What to produce - The required output is a number: how many lines of the data below include the string "sonic".

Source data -
··········

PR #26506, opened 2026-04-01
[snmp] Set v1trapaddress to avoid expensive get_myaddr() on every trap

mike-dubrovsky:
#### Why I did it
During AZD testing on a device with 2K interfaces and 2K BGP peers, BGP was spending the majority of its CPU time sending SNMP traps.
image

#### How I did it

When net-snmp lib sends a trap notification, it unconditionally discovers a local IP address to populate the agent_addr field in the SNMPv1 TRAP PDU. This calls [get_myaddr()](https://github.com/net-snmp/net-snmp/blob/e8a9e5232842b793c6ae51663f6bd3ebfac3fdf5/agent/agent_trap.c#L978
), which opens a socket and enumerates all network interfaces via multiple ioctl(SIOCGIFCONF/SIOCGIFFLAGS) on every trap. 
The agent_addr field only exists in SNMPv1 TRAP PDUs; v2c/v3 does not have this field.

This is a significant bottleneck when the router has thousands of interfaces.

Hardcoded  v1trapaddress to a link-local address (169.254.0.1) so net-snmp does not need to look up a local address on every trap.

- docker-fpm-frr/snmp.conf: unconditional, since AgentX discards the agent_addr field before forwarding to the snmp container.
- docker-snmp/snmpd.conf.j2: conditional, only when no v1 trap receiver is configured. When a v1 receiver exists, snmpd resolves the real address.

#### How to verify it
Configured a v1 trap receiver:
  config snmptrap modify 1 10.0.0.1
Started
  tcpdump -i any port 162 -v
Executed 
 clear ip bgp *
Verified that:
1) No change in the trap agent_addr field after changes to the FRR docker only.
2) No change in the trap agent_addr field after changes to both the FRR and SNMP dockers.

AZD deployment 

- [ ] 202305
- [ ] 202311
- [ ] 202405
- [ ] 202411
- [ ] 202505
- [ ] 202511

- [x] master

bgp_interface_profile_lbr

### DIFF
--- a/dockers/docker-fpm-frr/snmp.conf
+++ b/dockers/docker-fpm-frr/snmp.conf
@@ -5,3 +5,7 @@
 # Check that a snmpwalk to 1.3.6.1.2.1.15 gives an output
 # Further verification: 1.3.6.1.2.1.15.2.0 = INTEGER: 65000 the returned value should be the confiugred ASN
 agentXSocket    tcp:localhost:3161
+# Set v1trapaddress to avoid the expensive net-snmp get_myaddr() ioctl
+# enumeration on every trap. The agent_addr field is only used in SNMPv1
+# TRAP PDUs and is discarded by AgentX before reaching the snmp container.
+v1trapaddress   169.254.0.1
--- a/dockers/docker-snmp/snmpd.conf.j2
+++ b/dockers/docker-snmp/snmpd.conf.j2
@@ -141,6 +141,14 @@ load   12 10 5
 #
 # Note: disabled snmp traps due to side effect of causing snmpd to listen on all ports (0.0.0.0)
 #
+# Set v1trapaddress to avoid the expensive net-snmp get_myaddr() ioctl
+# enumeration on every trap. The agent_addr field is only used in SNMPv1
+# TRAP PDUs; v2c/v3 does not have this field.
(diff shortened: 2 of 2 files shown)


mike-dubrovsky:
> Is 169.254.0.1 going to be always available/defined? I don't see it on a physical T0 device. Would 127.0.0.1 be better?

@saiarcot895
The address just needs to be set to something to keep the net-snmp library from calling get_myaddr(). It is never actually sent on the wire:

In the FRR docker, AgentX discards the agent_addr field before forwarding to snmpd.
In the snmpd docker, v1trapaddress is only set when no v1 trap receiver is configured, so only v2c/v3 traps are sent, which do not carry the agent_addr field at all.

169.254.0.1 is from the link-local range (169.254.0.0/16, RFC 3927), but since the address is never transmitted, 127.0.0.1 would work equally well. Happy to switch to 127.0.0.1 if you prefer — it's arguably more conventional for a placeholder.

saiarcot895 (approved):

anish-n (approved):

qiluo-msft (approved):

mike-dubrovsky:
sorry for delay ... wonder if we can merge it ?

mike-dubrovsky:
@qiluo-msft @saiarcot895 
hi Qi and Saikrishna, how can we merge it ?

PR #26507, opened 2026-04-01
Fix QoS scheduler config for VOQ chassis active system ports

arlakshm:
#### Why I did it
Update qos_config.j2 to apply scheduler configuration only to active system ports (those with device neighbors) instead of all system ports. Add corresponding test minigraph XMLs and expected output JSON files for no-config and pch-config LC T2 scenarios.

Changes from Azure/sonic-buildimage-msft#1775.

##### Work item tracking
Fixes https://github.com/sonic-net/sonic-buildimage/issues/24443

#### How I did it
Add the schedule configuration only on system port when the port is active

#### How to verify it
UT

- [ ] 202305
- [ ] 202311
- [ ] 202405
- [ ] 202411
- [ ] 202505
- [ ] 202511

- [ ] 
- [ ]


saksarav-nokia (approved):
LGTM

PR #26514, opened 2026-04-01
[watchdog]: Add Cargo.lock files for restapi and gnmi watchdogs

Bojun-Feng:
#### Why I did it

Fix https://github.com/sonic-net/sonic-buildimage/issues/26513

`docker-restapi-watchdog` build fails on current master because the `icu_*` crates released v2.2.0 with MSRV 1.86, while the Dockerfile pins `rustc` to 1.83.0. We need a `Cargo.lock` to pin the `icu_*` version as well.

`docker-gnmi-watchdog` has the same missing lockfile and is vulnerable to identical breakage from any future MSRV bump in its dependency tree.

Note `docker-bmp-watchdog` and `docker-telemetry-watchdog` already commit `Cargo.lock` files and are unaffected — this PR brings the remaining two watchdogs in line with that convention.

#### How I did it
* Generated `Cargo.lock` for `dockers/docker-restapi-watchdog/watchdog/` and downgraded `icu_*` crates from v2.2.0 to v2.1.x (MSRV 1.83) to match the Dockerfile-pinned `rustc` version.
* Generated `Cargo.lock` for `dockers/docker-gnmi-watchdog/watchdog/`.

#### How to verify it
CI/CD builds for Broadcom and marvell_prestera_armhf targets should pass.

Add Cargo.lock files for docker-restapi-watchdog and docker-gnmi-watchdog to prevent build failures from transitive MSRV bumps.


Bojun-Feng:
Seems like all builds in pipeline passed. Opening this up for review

··········

Solution for this exercise - 3